In one instance, a three-year-old Israeli girl was taken with her Ukrainian grandmother for a short visit to Ukraine — and then prohibited from returning to Israel for six months because, at first, there weren’t flights, and then because her grandmother wasn’t an Israeli citizen and was thus prohibited from boarding a plane for Israel. Eventually, the girl got home with the help of a special escort.
In June, Israel released guidelines paving the way towards family reunification — for people with recognised marriages in Israel. In July, it updated those guidelines to include married couples where one of the spouses is not an Israeli citizen, but those guidelines still mandate that the non-Israeli needed to have been in Israel for at least 90 days in 2019.
On Tuesday, updated guidelines said foreigners who had submitted an application to register their relationship in Israel could enter the country, pending approval of the Interior Ministry. For Israelis like Mizrachi, whose relationships aren’t officially recognised in any way, it doesn’t help at all.
The guidelines also let a variety of other foreigners into the country, including medical tourists, grandparents of people getting married, people studying in Israeli religious academies and more.

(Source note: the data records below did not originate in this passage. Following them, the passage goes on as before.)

PR #1636, opened 2026-09-06
fix: repair isolated adjoining rolling-ball fillets and rational STEP surfaces

ceeray:
## Reduced defect

On upstream v3.4.0 (`f3b0eb113db42dfc997996c7f4fc6523661c6923`), extrude a 40 × 25 mm XY rectangle by 30 mm. With the explicit legacy rolling-ball API, fillet `(0,0,0)–(40,0,0)` at 1 mm, then resolve `(0,0,1)–(0,0,30)` on that result and fillet at 1 mm. The second operation returns an open shell with four free edges: the inherited cylinder is passed through although a new strip terminates at its tangent vertex.

OttoCAD's production adapter deliberately still uses this explicit engine; this PR does **not** reroute brepkit production/WASM dispatch or claim to fix fillet_v2. Its v2 sequential probe still fails at the incidence audit.

## Bounded repair

- Recover an isolated equal-radius convex quarter-cylinder's sharp supports on copied topology, then rebuild the inherited and requested strips with a G1-constrained exact rational setback corner.
- Require perpendicular rectangular planar supports, no cavity shells, and more than twice the radius of three-edge corner clearance. Other inputs retain existing behavior, not new support claims.
- Validate the result strictly and require positive finite volume. Preserve original/accepted source geometry on success and refusal.
- Fix a necessary STEP defect: rational surface weights were omitted by the writer, and complex surface components were not assembled correctly by the reader. Preserve the explicit grid; reject malformed/nonpositive/nonfinite weights rather than silently substituting ones. Rational curves are unchanged.

A positional Coons candidate and a horn-torus candidate were rejected despite closed topology because they failed seam geometry checks. No tolerance, closure policy, other engine, or manifest change is included.

## Evidence

- Native workspace tests/build, all-target strict Clippy, formatting and boundary/doc-path/version checks pass. Existing ignored cases and the explicitly ignored failing v2/comparison probes remain visible.
- New regressions cover the unchanged reduced radii, 36 radius/end/support/rigid-pose combinations, sampled geometric covariance, four tangent joins, independent grouped/sequential edges, insufficient clearance and excessive-radius source preservation.
- The second solid is strictly valid, 9 faces/20 edges (6 planes, 2 cylinders, 1 NURBS). Volume at 0.01 mm deflection: 29984.72052947068 mm³.
[...]

PR #1679, opened 2026-09-15
fix(blend): adjoining, mixed-radius and sharp-mitered fillet corners

ceeray:
Updated 2026-09-16: this branch now carries the **complete** line — 15 commits on upstream `v3.4.14` (`188ae66c`, current `main`), replacing the 10 commits it previously carried on `v3.4.13`. Five commits are new since the last review state, and **the regression I disclosed here is now fixed** rather than merely reported (details below). Every commit is authored under my own name and email; patch content is unchanged from the previously reviewed work, re-landed on the newer base.

Supersedes #1636, which is closed.

This is the fillet-corner work from my CAD app's kernel fork, offered back upstream. The line was developed as a bounded contingency, always with the intent of returning to an equivalently qualified upstream release; it is offered as one reviewable series rather than kept indefinitely out of tree.

## What it fixes

Each defect is an adjoining/corner fillet that upstream builds into an open shell, a wrong corner face, a false refusal, or (in one case) silently returns unfilleted geometry as `Ok`.

| # | Commit | Defect on upstream | Repair |
|---|---|---|---|
| 1 | N339 | Second fillet of an adjoining equal-radius pair returns an open shell with 4 free edges: the inherited cylinder is passed through though a new strip ends at its tangent vertex | Recognize the isolated equal-radius convex corner, rebuild both strips with a G1-constrained exact rational setback patch. Also fixes rational surface weights being dropped by the STEP writer and silently rounded to polynomial by the reader |
| 2 | N340 | Third blend on the retained edge at a smaller radius | Bounded third mixed-radius runout |
| 3-4 | N341 | The *same* two-edge corner with `R1 != R2` leaves `V=13 E=20 F=8`, 4 boundary edges — one face short of the closed result an equal-radius pair produces | Generalize the setback patch to two independent radii (`surface_mixed(r1, r2)`); `surface_mixed(r, r)` reproduces `surface()` to ~1e-14 as the correctness oracle |
| 5-6 | N342 / N342b | Three mutually perpendicular edges at one corner. N342b is the interesting one: **three of the six fillet orders** reproduced the original open-shell defect (`V=16 E=25 F=10`, 5 boundary edges) even after N342, because recognition walked topology storage order — which tracks *which strip was filleted first*, not the corner's geometry — and compared against only one of the two possible role assignments. No existing test exercised those three orders | Order-independent recognition |
| 7-8 | N392 / N392b | Spherical corner radius unvalidated; trihedral setback guard too aggressive | Validation guard; guard correction |
| 9 | N421 | Equal-radius n=2 corner (two adjacent top edges, or all four) builds a torus/NURBS blob, flap or wedge where the correct result is a single sharp miter crease | Rebuilt construction: recognizer, three admissibility rules, exact crease-ellipse geometry, shared-face splice. Terminal ownership moved entirely onto #1654's `terminal_cap_is_notchable` + pre-solver notch rather than racing it |
| 10 | N422 | A trimmed fillet stripe's display/export tessellation can't see its own curvature — raw cylindrical UV mixes radians with model units, so boundary-only CDT joins opposite angular contacts straight across a long axial stripe. Worst measured sag **7.44 mm against a requested 0.25 mm** | Scale the CDT's angular coordinate into model units, then refine interior triangles that exceed the requested chord deflection (32 passes, fail-closed). No tolerance constant changes — the fix makes the triangulation satisfy what the caller already asked for |
| **11** | **N424** | **The regression previously disclosed in this PR** (below) | Gate the spherical-corner radius check on the setback classification. `cross_one_row_fillet_inmem`'s two `full_capture_*` tests pass again — 186/186 edges, valid, closed, watertight |
| **12** | **N430** | The degenerate-face guard refuses valid fillets at the exact geometric limit. Its own doc comment claims it "is keyed on actual face area … so a valid fillet (every face has real area) is never rejected" — that claim is false: at `r = S` a legitimate limit fillet leaves a zero-area planar remnant and is refused with the closed-circular-rim message | Give the guard a real discriminator on the collapsed face's surface kind, so the rim case it was written for still refuses and the limit case builds. No tolerance was loosened |
| **13** | **N431** | The adjacent-edge-length refusal measured the wrong thing and said so unclearly | Corrected message and measurement basis (the input snapshot, not post-mutation topology) |
| **14** | **N432** | Two adjacent edges at the exact limit `r = S` cannot be stitched: the corner must close without the third edge, which vanishes at the limit | Built by construction. Measured volume `10923.770237` against the closed form `(2/3)S³ = 10924.709` (−0.0086 %); 157-point sweep across `(0, S]` with zero refusals and zero `Ok`-but-open results |
| **15** | **N433** | Four edges at the exact limit `r = S/2` (the "pillow") leave an open shell — the four stripes do not meet at the vanished top face | Built by construction. Measured `13655.10` against `(5/6)S³ = 13655.887` (−0.0058 %); 184-point sweep across `(0, S/2]` |

On 14 and 15, the **sweeps** are the point, not the endpoints: an earlier fix had left an `Ok`-but-open band from ~12.446 mm up to the pillow limit, so a two-point boundary test would have passed while the interior stayed broken.

Three findings surfaced during N421 that are worth calling out on their own:

- **`trimmer::rebuild_mapped_parametric_face`'s split guard was dimensionally inconsistent.** It compared the coarse scan's minimum distance (a length) against the carrier's parametric span (1.0 for every line, an angle for arcs). On a 254 mm edge the coarse samples are 3.97 mm apart, so a point exactly on the carrier could not pass the filter: terminal spokes were never split and #1654's notch silently never fired. Now bounded against `max(span, chord)`. `BoundarySplitPolicy::Selective`'s semantics are untouched and #1654's own tests stay green. 

*This finding has been addressed in https://github.com/andymai/brepkit/pull/1680

- **`collect_terminal_boundaries` registered support edges against every stripe's cross arcs**, so a boundary whose owner slot no built patch claims was registered as a runout. Narrowed to the current stripe's own arc.
- **`FilletPlan` drops tangent-continuous selected edges** (#1650), so a *requested* collinear continuation can be absent from `plan.selected_edges`; measuring the radius bound from the plan alone refused a whole valid fixture. The radius rule now also recognizes a requested collinear continuation over the source topology.

## The regression I previously disclosed here is fixed

Earlier revisions of this PR carried this warning:

> **This series introduces one regression I have not fixed.** `crates/io/tests/cross_one_row_fillet_inmem.rs`'s `full_capture_fillet_is_complete_and_closed` and `full_capture_step_round_trip_stays_watertight` fail with `Blend(CornerFailure { vertex: Id(0) })`. Bisected to N392 (commit 7).

**N424 (commit 11) fixes it at the root cause**: N392's spherical-corner radius check was firing on corners it should not have, and is now gated on the setback classification. Both tests pass, the fixture builds 186/186 edges valid/closed/watertight, and the full native workspace went to **zero failures** for the first time since N392 landed.

The offer I made earlier — to drop commit 7 (N392) and re-land the rest without it — is therefore **withdrawn as unnecessary**. The guard it added is worth keeping; it was the gating that was wrong.

## Still disclosed

**One deliberate test-tolerance change.** `crates/wasm`'s `prism_vertical_corner_fillets_are_watertight` compares `solid_volume` (exact analytic) against `oriented_solid_volume` (inscribed mesh at 0.01 mm) with a 1.0 mm³ tolerance. The tessellation repair removes ~207 mm³ of inscribed-mesh undercount and leaves a 1.385 mm³ residue (4e-5 relative) — deflection-level mesh error, not the inverted face the check exists to catch. Tolerance widened 1.0 → 5.0 with that measurement in the comment. Flagging it explicitly since widening an existing assertion deserves a second opinion.

**Not claimed:** no reroute of production/WASM dispatch, no `fillet_v2` rewrite, no tolerance/closure-policy change, no sewing fallback or healing, no acceptance of open output. Unrecognized geometry still falls through to the ordinary builder. A known pre-existing upstream behavior this series does *not* fix: near the degenerate limit, a two-edge `fillet_v2` returns a vacuous `Ok` (`succeeded=0`, `partial=true`, the unfilleted solid) rather than an error — this line refuses it with a typed `RadiusTooLarge` instead, which I measured as strictly better than both baselines, but the vacuous path elsewhere is untouched.

## Qualification

On the tip, base `v3.4.14`:

- `cargo fmt --all --check`, `cargo clippy --workspace --all-targets -- -D warnings`, `scripts/check-boundaries.sh`, `git diff --check` — all exit 0.
- `cargo test --workspace --no-fail-fast`: **2949 passed / 0 failed / 26 ignored**. The two `cross_one_row` failures this PR previously carried are gone (N424).
- Tessellation regression (`regress_fillet_stripe_tessellation_deflection.rs`, 24 cases: box/extrusion × identity/rigid × single/adjacent/four edges): fails 24/24 before the fix on the actual measurement, passes 24/24 after.
- N413/N414 geometry matrix: 96/96 rows, `crossings=0` (both scales, half radii, order variants, single-edge control, rigid transform). STEP roundtrips 4/4, torus-incidence 2/2, seam-stub strong oracle 6/6, scoop fixtures 4/4 and 20/20 each.
- Upstream coverage held: #1643 grouped scoop, #1654 prism corner pin, #1653 assembly replays, kumiko and lship fixtures all pass.
- The exact-limit constructions are additionally exercised end-to-end through a real application (my CAD app, pinned to this line with no local patch): two adjacent edges at `r = S` and all four at `r = S/2` build every target, and the radii just above refuse cleanly with the source solid preserved.

The pre-N424 commits were re-landed onto `v3.4.14` patch-id-identically — every `git patch-id --stable` value equals the original, zero conflicts, every carried file byte-identical.

## Base

Branched at `v3.4.14` (`188ae66c`), which is current `main`, so this should apply without a rebase. The whole series was qualified on that tree.

## Review guidance

The volume is mostly tests. The geometry to actually review is:

- `crates/blend/src/corner.rs` (the recognizers, the miter junction, the exact-limit corner closure)
- `crates/operations/src/fillet/setback_patch.rs` and `reblend.rs` (the rational setback corner)
- `crates/operations/src/fillet/rolling_ball.rs` (the degenerate-face discriminator and the radius-admissibility guards)
- `crates/blend/src/fillet_builder.rs` (the explicit ordering contract)
- `crates/operations/src/tessellate/nonplanar.rs` (the CDT fix)
- `crates/blend/src/trimmer.rs` (one line — the split-guard bound)
- `crates/io/src/step/{reader,writer}.rs` (rational weights)

Design notes for the first commit are in `docs/n339-adjoining-fillet.md`.

Implemented with AI assistance and verified by the test suites above; the sharp-miter corner and both exact-limit constructions were additionally checked visually against reference geometry before I accepted them. No auto-merge requested — review the qualification envelope and tell me what you want changed, split, or dropped.


andymai (changes requested):
Thanks for offering this back, and for the level of qualification in the description. I read the whole diff rather than sampling it. The core geometry is good in places: I re-derived the miter crease ellipse independently and `miter_crease_edge` is exactly right, `trihedral_ball_centre` is a real de-duplication, and swapping the approximate NURBS corner for a true `Sphere` is the kind of change this kernel wants. But I can't merge this as one 13k-line squash across two engines, a tessellation change and a STEP change, and there are a few correctness gates I need fixed before any of it lands. Details below, ordered by what blocks.

## Blocking

**1. The miter recognizer never checks convexity, and the path it commits to has no fallback.**
`detect_equal_two_edge_miter` (`crates/blend/src/corner.rs:2717`) and `find_equal_two_edge_miter_junctions` (`:417`) document a "convex" trihedral corner but test only: `Junction` classification, two incident stripes, equal radius, three mutually perpendicular planes, one shared face. Nothing in that path, in `check_equal_two_edge_admissibility`, or in `CornerClassification::Junction` (`fillet_plan.rs:331`) distinguishes convex from concave. Two concave floor-to-wall edges of a rectangular pocket at one radius pass every test; `apply_equal_two_edge_miter_corner` then computes `p00 = vertex - n*r` on the wrong side of the material, `adopt_side_face_vertical_edge` finds no edge, and the whole `fillet_v2` selection errors where `main` builds it through `build_junction_fan`. Please gate on convexity (the retained unselected edge must leave the vertex along `-n`) and return `Ok(None)` rather than committing when any precondition fails. Same request for `reblend::try_adjoining_strip` (`crates/operations/src/fillet/reblend.rs:87`), which runs on every single-edge `fillet_rolling_ball` call and turns "recognized but unbuildable" (`:106`, `:118`, `:129`, `:138`) into a hard failure of the fillet.

**2. N392b deletes a guard the production cutover shipped on purpose, with an empty commit body.**
`corner.rs:1068` removed the end-decile check ("corners whose center projects onto a stripe mid-section are short-spine junctions, e.g. rib-top corners: trimming there removes valid material", from #1631). The replacement comment says the caller's trim ranges reject setbacks that consume an entire stripe, but the caller (`:949`) only rejects total consumption, not mid-section. Every convex trihedral junction with `0.1 < r/L < 0.5` now takes the setback path it was excluded from. I need either the guard restored, or a stated justification plus a fixture for the rib-top class it named.

**3. The tessellation refinement over-produces triangles on the hottest path in the kernel, and "fail-closed" is really a silent fallback.**
`crates/operations/src/tessellate/nonplanar.rs:2094` inserts triangle centroids into a CDT whose u axis is scaled to model units, which yields isotropic triangles on a surface that is developable along v. Your own measurement in `assembly_probe_tests.rs:334` is 252 to 8450 triangles for four r=2.5 stripes at 0.01 mm; a strip of two triangles per angular division needs roughly a tenth of that. Every export, preview, render mesh and the wasm `try_fillet` validity gate pays it. Please subdivide only the angular span (pre-seed the u grid to the chord requirement, or insert on the u-long edge). Separately, the non-converged branch (`:2098`) returns an error that every caller in `tessellate/solid.rs` (`:1113`, `:1153`, `:1242`) swallows by falling back to `tessellate_nonplanar_snap`, so a face that needs more than 32 passes pays the full cost and then ships the old sag with no log line. State that contract in the doc comment and log it.

**4. Rule 2 at `corner.rs:835` refuses a whole selection for an edge the construction never consumes.**
The doc concedes it checks every unselected sharp edge at the terminal and is "never more permissive" than checking the one the runout consumes. A prism whose filleted edge ends at a valence-4 vertex with a short unselected notch lip at `r > run` now returns `RadiusTooLarge` for the entire 20-edge selection, and the wasm `try_fillet` then silently degrades to the flat bevel. Restrict it to the consumed edge, or scope the refusal to the offending contour. Also `RadiusTooLarge` has no consumer today, so the "caller can recover `max_radius`" promise isn't realised anywhere.

**5. Scale-dependent absolute tolerances in new code.**
This kernel has to behave identically at 1 mm and 1000 mm. New absolute lengths: `spherical_triangle.rs:115` (`TOL*100` on a radius), `corner.rs:1245` (`TOL*100` as the set-back classification switch), `builder_utils.rs:488` (`1e-7` on a radius test), `fillet_builder.rs:1413` (`1e-7` raw literal), `reblend.rs:1225` (`linear*100` on control points of a radius-scaled template), `reblend.rs:169` (`0.01` mesh deflection inside an accept gate; at 1e-3 scale a valid result gets rejected as `NonManifoldResult`), `nonplanar.rs:1955` (`.max(0.01)` floor on the u scale), and the `< 5.0` mm³ absolute in `assembly_probe_tests.rs:342`. Make them relative to radius or derive them from `Tolerance`. For the probe assertion, since an inscribed mesh can only under-count, `residue >= 0.0 && residue < 1e-4 * volume` keeps its teeth without a hand-tuned constant.

**6. Mesh-derived decisions inside modeling ops.**
`reblend.rs:169` gates accept/reject on a tessellated volume, and N430 turns the pre-existing `face_area` mesh measurement into a face-dropping trigger (`rolling_ball.rs:2517`). This repo does not let tessellation decide B-Rep topology. `validate_solid` immediately above the volume gate is the right check; the vanished-remnant test should be analytic (planar polygon area from the wire).

**7. New `_ =>` wildcards on `EdgeCurve` and `FaceSurface`.**
CLAUDE.md states no production wildcard arms remain on these enums so the compiler flags every site when a variant is added. This adds six: `nonplanar.rs:1955`, `corner.rs:446`, `corner.rs:2756`, `reblend.rs:516`, `:709`, `:1598`. The two in `corner.rs` can just call `Face::effective_plane_normal()`.

**8. Comments cite documents that do not exist here, and carry ticket numbers nobody upstream can resolve.**
21 references to ten `docs/N4xx...` paths that are not in this repo (`docs/N414-evidence/miter-construction-design.md`, `docs/N413-twoedge-construction-diagnosis.md`, `docs/N342-*`, and so on), and about 220 `Nxxx` prefixes in source and tests. Roughly two thirds of those comments are load-bearing once the prefix and the citation are stripped (`rolling_ball.rs:438`, `corner.rs:2788`, `:2926`, `builder_utils.rs:474`, `boundary_registry.rs:395` are good examples: keep the prose, drop the ref). The rest is before/after narration that should go: `reblend.rs:37-48` and `:1551-1566` (including the dead `_requested_radius` parameter), `corner.rs:2869-2881` (cites a fork commit hash), the five `a7ba558d` mentions, and `nonplanar.rs:1899-1925`. `docs/n339-adjoining-fillet.md` is a fork-internal note (it names your app, its private test counts, and a fork base commit) and this repo has no `docs/` directory; fold its two useful paragraphs (the STEP prerequisite and the rejected candidates) into the PR body or a comment on the construction. `regress_fillet_mixed_radius_adjoining.rs:127` still says "this is the RED baseline assertion: it must currently FAIL" above an assertion this PR makes pass.

## Smaller correctness items

- `corner.rs:535` `requested_collinear_continuation` scans the entire arena, which is the bug `incident_face_count` was scoped against 500 lines earlier in this same PR. Pass the same `original_faces` scope.
- `corner.rs:2788` resolves the shared top face from stripe `a` only; one line checking stripe `b` agrees makes the stated invariant enforced instead of assumed.
- `corner.rs:2452` `planned_side` looks unreachable: the only site registering that key is `:2520`, after the test, in a function called once per junction. Dead or a second path I could not find?
- `corner.rs:3136` `fraction = radius / length` assumes the contact NURBS is arc-length parameterised; only the variant is checked.
- `fillet_builder.rs:866` never sets `stripe_faces[si]` on the non-registry branch, and `apply_equal_two_edge_miter_corner` hard-errors on the missing entry. Probably unreachable for the miter class, but nothing enforces it.
- The STEP weights fix is surfaces-only. `write_nurbs_curve` (`writer.rs:343`) still drops curve weights, so a `circle_to_nurbs` 90° arc re-imports with a 6% radial error, and the composite-curve reader path (`reader.rs:470`, `:736`) keeps the lenient uniform-weights fallback you removed for surfaces. Either fix both halves or say explicitly that curves are out of scope. Also validate weights in `write_nurbs_surface`: `fmt_f64` flushes `|w| < 1e-15` to `0.` and the reader rejects `w <= 0`, so brepkit can now emit a file it refuses to read back. `reader.rs:1187` compares weights with `assert_eq!` after a decimal round-trip; use a tolerance.
- `reblend.rs:736` picks the sphere's pole axis to dodge a tessellator longitude-unwrap defect. Fix the mesher rather than letting a display concern steer the parameterisation.
- `is_fillet_stripe_boundary` is a topology fingerprint (2 NURBS + 2 arcs, or 1 NURBS + 2 transverse), so boolean-trimmed cylinders and cones change density too, and every other cylinder trim keeps the radians-vs-mm CDT metric. Worth stating in the doc comment.
- `reblend` and the blend miter give two different answers for the same configuration (equal-radius orthogonal convex trihedral, two edges filleted): an exact two-cylinder miter with an analytic crease in production, and a G1 Hermite-Coons rational patch with a setback in the deprecated engine, whose deviation from the true blend is not bounded anywhere. Nine of the fifteen test files exercise `fillet_rolling_ball`, which has been deprecated since 2.44.0. I would rather the deprecated engine mitre too (which deletes `setback_patch.rs`) than carry an approximation for a shape that is exactly representable.

## Tests

The tessellation pin (`regress_fillet_stripe_tessellation_deflection.rs`) is the best-constructed file here, keep it as is. Otherwise this adds ~6200 test lines (65% of the current `operations/tests` directory) and roughly 600 extra fillet builds at opt-level 0 in CI:

- Move `regress_exact_limit_fillets.rs`, `regress_two_edge_exact_limit.rs`, `regress_four_edge_exact_limit.rs` out of `crates/io/tests/`; none of them touch io.
- Drop `regress_n341_naive_control.rs` (byte-identical fixture to `regress_fillet_mixed_radius_adjoining.rs`; its one unique assertion is two lines there) and the two `#[ignore = "diagnostic engine comparison"]` probes; `#[ignore]` here is reserved for ready-repros with an acceptance target.
- Shrink the sweeps: the 83- and 31-radius ladders to the transition point ±1 ulp, the endpoints and a few interior samples; the 96-case `n414_native_matrix.rs` to one size and one fraction; the two 48-case order sweeps to one order plus one permutation each. Order-independence is one property, not 48 measurements.
- Rename `n414_native_matrix.rs` and `regress_n341_naive_control.rs` after the geometry, like the repo's other regression files. `edge_at` is defined 13 times across the new files; a `tests/common/mod.rs` or fewer files.
- The diff changes exactly one pre-existing assertion (the probe tolerance, loosened 5x) while changing the corner construction for every equal-radius orthogonal two-contour junction, the commonest box fillet in the suite. Name the existing fixtures that now take the miter path and show their face counts and volumes moved intentionally, or explain why none do.

## How I'd like this to land

Split it, in dependency order, each with a conventional-commit title and a real body (N392 and N392b currently have none):

1. The trimmer split guard is already open as #1680 with a regression test. I'm landing that first with a tightened bound (the coarse scan's step length rather than the chord, which is zero on a closed circle). Rebase this line onto it and drop the duplicate hunk.
2. The STEP rational weights and the ELLIPSE placement fix as `fix(io)`; both are good and independent.
3. The tessellation deflection fix as `fix(operations)`, once the refinement is anisotropic and the fallback is logged.
4. The blend miter corner (N421/N432/N433) with the convexity gate and fallbacks from item 1, and the exact-limit sweeps trimmed.
5. The trihedral setback classification (N392/N392b/N424) with the decile-guard justification from item 2.
6. The deprecated rolling-ball engine work (N339 through N342, N430, N431), or a decision to mitre there instead.

I know that's a lot. The work is worth landing, which is why I'd rather review it in pieces I can actually verify than wave through a squash I can't.

andymai:
Rather than send this back for a rework, I split it and landed it myself, with you as co-author on every commit. Where the slices went:

- #1680 (merged): the trimmer split guard, bounded by the scan's own step length.
- #1682 (merged): the trihedral setback classification (N392, N392b, N424). The decile guard's job is already done by the near-equal-stripe guard, which is the justification the removal needed.
- #1683 (merged): STEP rational weights for surfaces and curves, export-time weight validation, and the ELLIPSE placement fix.
- #1685 (merged): the stripe deflection fix (N422), with the refinement made anisotropic so triangle counts match main and the fallback logged.
- #1687: the sharp-mitered corner and both exact-limit constructions (N421, N432, N433). Added a convexity gate and precondition fallbacks in the recognizer, restricted the runout rule to the support-face edges, scoped the collinear-continuation scan to the requested set, removed a dead branch, and trimmed the sweeps and the matrix.

Not landed: N339 through N342b, N430 and N431. Those extend `fillet_rolling_ball`, which is deprecated and explicitly kept only as a reference implementation that production and wasm never call, and they carry a rational approximation of a corner the production engine now builds exactly. If your app needs that route upstream, the path I would take is to have it mitre the same way and delete the setback patch, and I would review that as its own PR.

Thanks for the work and for the qualification detail; it made the split tractable.

andymai:
Closing as superseded: every slice is on main (#1680, #1682, #1683, #1685, #1687), see the summary above.

ceeray:
Thanks Andy, much appreciated! :)

PR #1680, opened 2026-09-16
fix(blend): bound the trimmer's split guard by chord length, not parametric span

ceeray:
## Summary

`rebuild_mapped_parametric_face` decides whether a boundary vertex lies on a candidate edge's carrier with a 65-sample coarse scan across the carrier's parameter domain, then refines with a ternary search. The scan's minimum (`best_d`) is a model-space distance, but the rejection bound it was compared against, `(d1 - d0).abs()`, is the carrier's *parametric* span — 1.0 for every line and an angle for circles/ellipses. The two are not comparable: on a line the bound stays pinned at 1.0 model unit however long the edge is, while the coarse samples spread out as `edge_length / 64`. An on-carrier point can sit up to half a step (`edge_length / 128`) from the nearest sample, so past roughly 128 model units of edge length the filter reads "not this edge" for a point that lies exactly on it. This bounds the guard by the larger of the parametric span and the endpoint chord — a lower bound on the edge's true extent — which keeps every on-carrier point inside the filter at any scale.

`BoundarySplitPolicy::Selective`'s semantics are unchanged: the guard only decides whether a candidate carrier is worth refining, and the exact acceptance test after refinement (`dist_at(tt) > 1e-6`) still rejects points that are not actually on the carrier.

## Consequence

A 254 mm prism with its four vertical corners filleted at r = 25.4 mm — the same relative geometry as a 25.4 mm prism at r = 2.54 — samples the carriers every 3.97 mm, and the terminal contact, which lands r along the cap edge, sits 1.59 mm from the nearest sample against the 1.0 bound. The terminal spokes were therefore never split, so the pre-solver terminal notch added in #1654 silently never fired and each support face kept its doubled-back runout tail: `fillet_v2` reported 4/4 corners succeeded and the solid passed every id-level check, yet it tessellated to 8 planar faces overlaying the caps and 32 open mesh edges. At 25.4 mm the samples are 0.40 mm apart and the same point sits 0.16 mm from its nearest sample, which is why the existing fixtures never caught this.

## Verification

`crates/operations/tests/regress_blend_split_guard_scale.rs` fillets the four vertical corners of a prism at both scales and requires four successful corners, a valid shell and a watertight tessellation (0 boundary mesh edges).

Reviewer reproduction (no fork needed, both directions):

```sh
git checkout -b repro v3.4.14
git checkout fix/trimmer-split-guard-scale -- crates/operations/tests/regress_blend_split_guard_scale.rs
cargo test -p brepkit-operations --test regress_blend_split_guard_scale
# → 254 mm case FAILS: "corner fillets left open mesh edges ... left: 32 right: 0" (exit 101),
#   one-inch control passes
git checkout fix/trimmer-split-guard-scale -- crates/blend/src/trimmer.rs
cargo test -p brepkit-operations --test regress_blend_split_guard_scale
# → 2 passed, 0 failed (exit 0)
```

Full gates on the branch tip: `cargo fmt --all -- --check`,
`cargo clippy --workspace --all-targets -- -D warnings`, `cargo test --workspace`
(2869 passed, 0 failed, including #1654's `prism_vertical_corner_fillets_are_watertight`),
`./scripts/check-boundaries.sh`, `./scripts/check-doc-paths.sh` — all exit 0.

*Found downstream against this tag while qualifying fillet-corner work in a fork; the reproduction above is native to this tree and has no fork dependency.*

---
## Summary by cubic
Fixes the trimmer's split guard, which compared a model-space sample distance against a carrier's parametric span. Large scaled fillets could skip valid terminal splits and produce open mesh edges; the guard now bounds the filter by the longest coarse-scan step's model-space length, which also covers closed circular carriers where the endpoint chord is zero.

- Adds regression coverage for similarly shaped 25.4 mm and 254 mm prisms with vertical corner fillets.
- Verifies both cases produce valid, watertight tessellations, including the previously failing 254 mm case.

<sup>Written for commit 0b0cbe7514a35646d04f64c64ce9399b410374e5. Summary will update on new commits.</sup>

<a href="https://cubic.dev/pr/andymai/brepkit/pull/1680?utm_source=github" target="_blank" rel="noopener noreferrer" data-no-image-dialog="true"><picture><source media="(prefers-color-scheme: dark)" srcset="https://www.cubic.dev/buttons/review-in-cubic-dark.svg"><source media="(prefers-color-scheme: light)" srcset="https://www.cubic.dev/buttons/review-in-cubic-light.svg">Review in cubic</picture></a>


andymai:
Thanks, the diagnosis is right and both fixtures reproduce here. I pushed one commit on top (0b0cbe75) that tightens the bound: the endpoint chord is zero on a closed circular carrier, so a full-circle boundary edge on a large solid still rejected on-carrier points. The scan can miss a point by at most one sample step, so the guard now uses the longest step's model-space length, which the scan already computes. Clippy clean, blend + operations + wasm suites green locally. Merging once CI runs on the new sha; please drop the duplicate trimmer hunk from #1679 when you rebase it.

Sabine Haddad, a spokesperson for Israel’s Population and Immigration Authority, a division of the Interior Ministry, said that couples protesting against Israel’s guidelines are only those who have no actual proof that they’re together. “The Population Authority gives permits to hundreds of couples to enter,” she wrote in response to a JTA inquiry. “You’re talking about couples where no one knows they’re a couple except them and the press. Because according to the current rules, every registered couple receives a permit.”
But even married couples who have tried to register their marriages in Israel have found themselves stymied. Andrey and Polinka Belikov got married in Cyprus in October because Polinka is not Jewish, making it impossible for them to get married by Israel’s Chief Rabbinate.
Andrey is an Israeli citizen and Polinka is not. In January, she was in Ukraine and preparing to move to Israel. In January, Andrey went there to gather documents needed to register their marriage in Israel. In February, Polinka received a visa to live in Israel. She bought a plane ticket for 21 March, after which they planned to register the marriage.
On 17 March, she quit her job in anticipation of the move. The next day, Israel closed its borders. The Belikovs are hopeful that a change in the regulations will allow Polinka to enter the country.
“It’s really hard, every day, to just see your wife on a phone screen,” Andrey said. “We just got married and wanted to build a new family. But instead of that, in the hardest era for humanity, we’ve been prohibited from seeing each other.”
If Israel doesn’t change its rules soon, couples who are able may choose to make their lives elsewhere, Kettner said. Mizrachi is trying to see whether she and her partner can meet up in London and get to Berlin from there. Belikov may move to Ukraine, but that would mean giving up work as a house painter in Israel.
“Sometimes people approach this as, ‘Oh, all it is is that he can’t see his boyfriend,’” Kettner said. “But to not see the person who is your support system — that has health implications. They’re trying to protect us from the coronavirus, but they’re giving us other illnesses.”